● **Records provided**
■ ■ ■

PR #4976, opened 2021-07-02
Add a use-registries config option (and deprecate `--no-registries` )

balsoft:
Some people want to avoid using registries at all on their system; Instead
of having to add --no-registries to every command, this commit allows to
set registries = false in the config. --no-registries is still allowed
everywhere it was allowed previously, but now as a shorthand to --option
registries false rather than a separate flag.

### DIFF
--- a/src/libexpr/flake/flake.cc
+++ b/src/libexpr/flake/flake.cc
@@ -1,4 +1,5 @@
 #include "flake.hh"
+#include "eval.hh"
 #include "lockfile.hh"
 #include "primops.hh"
 #include "eval-inline.hh"
@@ -296,7 +297,9 @@ LockedFlake lockFlake(
 
     FlakeCache flakeCache;
 
-    auto flake = getFlake(state, topRef, lockFlags.useRegistries, flakeCache);
+    auto useRegistries = lockFlags.useRegistries.value_or(settings.useRegistries);
+
+    auto flake = getFlake(state, topRef, useRegistries, flakeCache);
 
     if (lockFlags.applyNixConfig) {
         flake.config.apply();
@@ -464,7 +467,7 @@ LockedFlake lockFlake(
                             throw Error("cannot update flake input '%s' in pure mode", inputPathS);
 
                         if (input.isFlake) {
-                            auto inputFlake = getFlake(state, *input.ref, lockFlags.useRegistries, flakeCache);
+                            auto inputFlake = getFlake(state, *input.ref, useRegistries, flakeCache);
 
                             /* Note: in case of an --override-input, we use
                                the *original* ref (input2.ref) for the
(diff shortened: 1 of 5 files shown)


regnat:
> Some people want to avoid using registries at all on their system

Isn’t it simpler to just set `flake-registry` to an empty registry in that case? (possibly making the empty file or empty json object a valid registry to make this even simpler)

balsoft:
> Isn’t it simpler to just set flake-registry to an empty registry in that case?

That was my first thought as well, but this still leaves a system registry (`/etc/nix/registry.json`) and a user registry (`$XDG_CONFIG_HOME/nix/registry.json`). This option disables registries completely.

nrdxp:
Until this is merged, it is also possible to simply specify an empty registry, to simulate no registry:
```json
# registry.json
{
  "version": 2
}
```

balsoft:
> Until this is merged, it is also possible to simply specify an empty registry, to simulate no registry:

Once again, this doesn't quite work since there are also user and system registries.

src/libstore/globals.hh
```diff
@@ -956,6 +956,10 @@ public:
           resolves to a different location from that of the build machine. You
           can enable this setting if you are sure you're not going to do that.
         )"};
+
+    // The setting is named "registries" to keep compability with the old --no-registries flag
+    Setting<bool> useRegistries{this, true, "registries",
```
edolstra, line 961: This should be `use-registries` or something like that, since most of our boolean options are a verb (e.g. `keep-failed`). `registries` suggests that this is the list of registries.

balsoft: As noted in the comment, this is to keep compatibility with `--no-registries` option used in flake commands (such as `nix build --no-registries`). If you think it's better to keep both the option and a config setting, I can do that.

src/libexpr/flake/flake.hh
```diff
@@ -102,7 +102,7 @@ struct LockFlags
 
     /* Whether to use the registries to lookup indirect flake
        references like 'nixpkgs'. */
-    bool useRegistries = true;
+    std::optional<bool> useRegistries = std::nullopt;
```
edolstra, line 105: A tristate is confusing to me, maybe it should just be initialized to `settings.registries`?

src/libexpr/flake/flake.cc
```diff
@@ -296,7 +297,12 @@ LockedFlake lockFlake(
 
     FlakeCache flakeCache;
 
-    auto flake = getFlake(state, topRef, lockFlags.useRegistries, flakeCache);
+    bool useRegistries = settings.useRegistries;
+
+    if (lockFlags.useRegistries.has_value())
+      useRegistries = *lockFlags.useRegistries;
```
edolstra, line 303:
```suggestion
    auto useRegistries = lockFlags.useRegistries.value_or(settings.useRegistries);
```

src/libexpr/flake/flake.hh
balsoft: I have thought about this a bit, I don't like initializing fields with global state. It may be confusing if the state changes after the structure has been initialized, since then `lockFlags.useRegistries` may go out of sync with `settings.useRegistries`.

src/libstore/globals.hh
edolstra: Yeah, let's rename it to `use-registries` and provide `--no-registries` as a deprecated option that will be removed eventually.

balsoft: @edolstra done

PR #4980, opened 2021-07-03
libcmd/installables: implement completion for Nix expressions passed via `-f`

Ma27:
Note: this isn't extensively tested yet, but I'm using it from now on for the Nix installation on my workstation.

cc @edolstra @domenkozar

### DIFF
--- a/src/libcmd/installables.cc
+++ b/src/libcmd/installables.cc
@@ -171,14 +171,44 @@ Strings SourceExprCommand::getDefaultFlakeAttrPathPrefixes()
 
 void SourceExprCommand::completeInstallable(std::string_view prefix)
 {
-    if (file) return; // FIXME
+    if (file) {
+        evalSettings.pureEval = false;
+        auto state = getEvalState();
+        Expr *e = state->parseExprFromFile(
+            resolveExprPath(state->checkSourcePath(lookupFileArg(*state, *file)))
+        );
 
-    completeFlakeRefWithFragment(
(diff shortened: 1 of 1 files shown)


src/libcmd/installables.cc
```diff
@@ -171,14 +171,44 @@ Strings SourceExprCommand::getDefaultFlakeAttrPathPrefixes()
...
+        }
+
+        Value &v1(*findAlongAttrPath(*state, prefix_, *autoArgs, root).first);
+        state->forceValue(v1);
+        Value v2;
+        state->autoCallFunction(*autoArgs, v1, v2);
+
+        if (v2.type() == nAttrs) {
+            for (auto & i : *v2.attrs) {
+                completions->add(i.name);
```
edolstra, line 201: This needs to filter out names that don't start with `prefix`. Otherwise I get:
```
# nix build -f ../nixpkgs hel<TAB>
Display all 14279 possibilities? (y or n)
```

It may be possible to factor out some commonality with `NixRepl::completePrefix`.

Ma27: Ahhh, `bash` doesn't filter it out on its own? I have to admit I only tested it with `zsh` which does this :) 
Thanks for pointing it out, gotta fix this!

Ma27: OK, fixed!

nrdxp:
Tested this and it works with no issues so far.

PR #4983, opened 2021-07-05
Fix devShell handling of env values including @ and %

manveru:
Given the following `devShell`, both `nix develop` and `nix print-dev-env` would fail parsing the environment file:

```shell
❮ nix --experimental-features 'nix-command flakes' -L print-dev-env
warning: Git tree '/home/manveru/tmp/quoting' is dirty
error: shell environment '/nix/store/xwc73vzp1lcsw1if8vs76r9z4xkgpfyl-test-env' has unexpected line 'BAR=@
       BASH=/noshell
       BASHOPTS=cmdhist:extquote:interactive_co'
```

here's the flake i used to test this:

```nix
{
  outputs = { nixpkgs, ... }: {
    devShell.x86_64-linux = derivation {
      name = "test";
      builder = "${nixpkgs.legacyPackages.x86_64-linux.bash}/bin/bash";
      args = [
        (builtins.toFile "builder" ''
          set -exuo pipefail
          echo hier
          echo $FOO > $out
        '')
      ];
      outputs = [ "out" ];
      system = "x86_64-linux";
      FOO = "%";
      BAR = "@";
    };
  };
}
```

I included a simple test that is now part of the normal `shell.nix` tests, and should prevent regressions.

### DIFF
--- a/src/nix/develop.cc
+++ b/src/nix/develop.cc
@@ -54,7 +54,7 @@ BuildEnvironment readEnvironment(const Path & path)
         R"re((?:[a-zA-Z_][a-zA-Z0-9_]*))re";
 
     static std::string simpleStringRegex =
-        R"re((?:[a-zA-Z0-9_/:\.\-\+=]*))re";
+        R"re((?:[a-zA-Z0-9_/:\.\-\+=@%]*))re";
 
     static std::string dquotedStringRegex =
         R"re((?:\$?"(?:[^"\\]|\\[$`"\\\n])*"))re";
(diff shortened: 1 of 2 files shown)


regnat (approved):
Thanks, that looks good.

That’s not a complete fix, as it’s still possible to break it (picking stuff from https://github.com/minimaxir/big-list-of-naughty-strings ), but it’s already strictly better

manveru:
Yeah, the easiest way to break it atm is to use a backslash, but that complicates the regex too much and seems uncommon enough that I didn't want to tackle it here.

PR #4986, opened 2021-07-05
Fix wrong hash var for aarch64-darwin binary

jkeifer:
I noticed the nix:master build in hydra does not properly add the tarball hash for the aarch64-darwin build. From the build logs it appears the proper template var name is `@tarballHash_aarch64-darwin@`, not `@binaryTarball_aarch64-darwin@`.


domenkozar:
Does this need backport to 2.3?

jkeifer:
I don't believe it needs to be backported. It appears the hash vars are named differently between the two builds and that the 2.3 maintenance build is templating the hash correctly already.

PR #4988, opened 2021-07-06
Add a name attribute to the fetchers

### LINKED ISSUE #3888: builtins.fetchGit doesn't support the name attribute anymore
With `nix-2.3.7` adding the `name` attribute to a call to `builtins.fetchGit` correctly results in a store path with the specified name:

```
nix-instantiate --eval -E 'builtins.fetchGit { name = "foo"; rev = "..."; url = "..."; }'
{ outPath = "/nix/store/...-foo"; rev = "..."; revCount = ...; shortRev = "..."; }
```

However in nix `master` (a2842588ec86a0f488a385d453eda86e1f52f05a) this is not supported anymore:

```
nix-instantiate --eval -E 'builtins.fetchGit { name = "foo"; rev = "..."; url = "..."; }'
error: --- Error ------------------------------------------------------------------------------------------------------------------------------------------------------------------------------------------------------------------------------------- nix-instantiate
unsupported Git input attribute 'name'
```

Is this as intended?

@edolstra this looks to be related to this [FIXME](https://github.com/NixOS/nix/pull/3459/files#diff-7e39b3dccfe1a07ed3f4af7f4d8da628R57).

regnat:
Allow `fetchGit`, `fetchTarball`, `fetchMercurial` and `fetchFromGitHub` to take a `name` argument

Fix #3888

### DIFF
--- a/src/libexpr/primops/fetchMercurial.cc
+++ b/src/libexpr/primops/fetchMercurial.cc
@@ -62,6 +62,7 @@ static void prim_fetchMercurial(EvalState & state, const Pos & pos, Value * * ar
     fetchers::Attrs attrs;
     attrs.insert_or_assign("type", "hg");
     attrs.insert_or_assign("url", url.find("://") != std::string::npos ? url : "file://" + url);
+    attrs.insert_or_assign("name", name);
     if (ref) attrs.insert_or_assign("ref", *ref);
     if (rev) attrs.insert_or_assign("rev", rev->gitRev());
     auto input = fetchers::Input::fromAttrs(std::move(attrs));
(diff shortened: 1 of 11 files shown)


edolstra:
I'm not sure whether `fetchTree` should support `name`. We need it for the other builtins for backward compatibility, but `fetchTree` is new so we don't have that issue.

Does this allow a name attribute in flake URL? As with `fetchTree`, that may be undesirable since it reduces CA effectiveness.

Otherwise LGTM.

regnat:
> I'm not sure whether fetchTree should support name. We need it for the other builtins for backward compatibility, but fetchTree is new so we don't have that issue.

Oh you’re right. I’ve explicitly forbidden it in 7e5c79a2d210e7b986803d5fe5c7ebb504b3e74e

> Does this allow a name attribute in flake URL? As with fetchTree, that may be undesirable since it reduces CA effectiveness.

No, trying to add a `name` parameter to a flake url will fail with `error: unsupported input attribute 'name'`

■ ■ ■

● **What you need to do**
Extract all lines from the material above that include the word "lockFlake".

● **Response below**
@@ -296,7 +297,9 @@ LockedFlake lockFlake(
@@ -464,7 +467,7 @@ LockedFlake lockFlake(
@@ -296,7 +297,12 @@ LockedFlake lockFlake(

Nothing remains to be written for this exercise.